/---

PR #249, opened 2021-01-05
Fix env variable issue when deploying to fusion CI

ReedOnly:


nicholasdalhaug:
Should this be a draft PR until fusion has updated its package? Then we can install the new package and this PR can be merged.

ReedOnly:
https://pro-s-portal-ci.azurewebsites.net/apps/bmt

frontend/resources/app-icon.svg
```diff
@@ -0,0 +1,3 @@
+<svg width="48" height="48" viewBox="0 0 48 48" fill="none" xmlns="http://www.w3.org/2000/svg">
```
nicholasdalhaug, line 1: Could this resources folder be combined with what we have as the docs folder? If it is not simple, we do not need to. But I just thought it could be simpler to get an overview from the root folder then.

pipelines/deploy-fusion-prod.yml
```diff
@@ -0,0 +1,50 @@
+# Deploy fusion-bmt to prod environment
```
nicholasdalhaug, line 1: Will you change the reference to these files as well, so they are used correctly by pipelines and radix? I am thinking about the moving to the `pipelines` folder.

pipelines/deploy-fusion-prod.yml
```diff
@@ -0,0 +1,50 @@
...
+  - deployment: DeployApp
+    environment: fusion
+
+  - job: 'Deploy_Fusion_BMT'
+    steps:
+      - task: Npm@1
+        displayName: 'Build frontend'
+        inputs:
+          command: 'install'
+          workingDir: 'frontend'
```
nicholasdalhaug, line 20:
```suggestion
      - task: Npm@1
        displayName: 'Install frontend'
        inputs:
          command: 'install'
          workingDir: 'frontend'
```

pipelines/deploy-fusion-prod.yml
```diff
@@ -0,0 +1,50 @@
...
+
+      - task: FusionApp@2
+        displayName: 'Deploy frontend'
+        inputs:
+          fusionCredentials: 'Fusion BMT'
+          portalUrl: 'https://pro-s-portal-fprd.azurewebsites.net'
+          action: 'Deploy'
+          appKey: 'bmt'
+          bundlePath: 'frontend/out/bmt.zip'
+          tokenResource: '97978493-9777-4d48-b38a-67b0b9cd88d2'
```
nicholasdalhaug, line 37: Is this a secret?

pipelines/deploy-fusion-prod.yml
```diff
@@ -0,0 +1,50 @@
...
+          ignoreVersionConflict: true
+          forceReplaceExisting: true
+
+
+      - task: FusionApp@2
+        displayName: 'Publish frontend'
+        inputs:
+          fusionCredentials: 'Fusion BMT'
+          portalUrl: 'https://pro-s-portal-fprd.azurewebsites.net'
+          action: 'Publish'
```
nicholasdalhaug, line 47: What is the difference between the Deploy and the Publish?

nicholasdalhaug (changes requested):

pipelines/deploy-fusion-prod.yml
ReedOnly: yup, will update after merging 👍

pipelines/deploy-fusion-prod.yml
ReedOnly: nope, is just uuid of ad group

pipelines/deploy-fusion-prod.yml
ReedOnly: you can deploy without actually making visible in the portal. No idea, why its possible btw 😄

nicholasdalhaug (approved):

\---

What the exercise asks: The full set of entries above should be given again exactly.

Problem solution:
PR #249, opened 2021-01-05
Fix env variable issue when deploying to fusion CI

ReedOnly:


nicholasdalhaug:
Should this be a draft PR until fusion has updated its package? Then we can install the new package and this PR can be merged.

ReedOnly:
https://pro-s-portal-ci.azurewebsites.net/apps/bmt

frontend/resources/app-icon.svg
```diff
@@ -0,0 +1,3 @@
+<svg width="48" height="48" viewBox="0 0 48 48" fill="none" xmlns="http://www.w3.org/2000/svg">
```
nicholasdalhaug, line 1: Could this resources folder be combined with what we have as the docs folder? If it is not simple, we do not need to. But I just thought it could be simpler to get an overview from the root folder then.

pipelines/deploy-fusion-prod.yml
```diff
@@ -0,0 +1,50 @@
+# Deploy fusion-bmt to prod environment
```
nicholasdalhaug, line 1: Will you change the reference to these files as well, so they are used correctly by pipelines and radix? I am thinking about the moving to the `pipelines` folder.

pipelines/deploy-fusion-prod.yml
```diff
@@ -0,0 +1,50 @@
...
+  - deployment: DeployApp
+    environment: fusion
+
+  - job: 'Deploy_Fusion_BMT'
+    steps:
+      - task: Npm@1
+        displayName: 'Build frontend'
+        inputs:
+          command: 'install'
+          workingDir: 'frontend'
```
nicholasdalhaug, line 20:
```suggestion
      - task: Npm@1
        displayName: 'Install frontend'
        inputs:
          command: 'install'
          workingDir: 'frontend'
```

pipelines/deploy-fusion-prod.yml
```diff
@@ -0,0 +1,50 @@
...
+
+      - task: FusionApp@2
+        displayName: 'Deploy frontend'
+        inputs:
+          fusionCredentials: 'Fusion BMT'
+          portalUrl: 'https://pro-s-portal-fprd.azurewebsites.net'
+          action: 'Deploy'
+          appKey: 'bmt'
+          bundlePath: 'frontend/out/bmt.zip'
+          tokenResource: '97978493-9777-4d48-b38a-67b0b9cd88d2'
```
nicholasdalhaug, line 37: Is this a secret?

pipelines/deploy-fusion-prod.yml
```diff
@@ -0,0 +1,50 @@
...
+          ignoreVersionConflict: true
+          forceReplaceExisting: true
+
+
+      - task: FusionApp@2
+        displayName: 'Publish frontend'
+        inputs:
+          fusionCredentials: 'Fusion BMT'
+          portalUrl: 'https://pro-s-portal-fprd.azurewebsites.net'
+          action: 'Publish'
```
nicholasdalhaug, line 47: What is the difference between the Deploy and the Publish?

nicholasdalhaug (changes requested):

pipelines/deploy-fusion-prod.yml
ReedOnly: yup, will update after merging 👍

pipelines/deploy-fusion-prod.yml
ReedOnly: nope, is just uuid of ad group

pipelines/deploy-fusion-prod.yml
ReedOnly: you can deploy without actually making visible in the portal. No idea, why its possible btw 😄

nicholasdalhaug (approved):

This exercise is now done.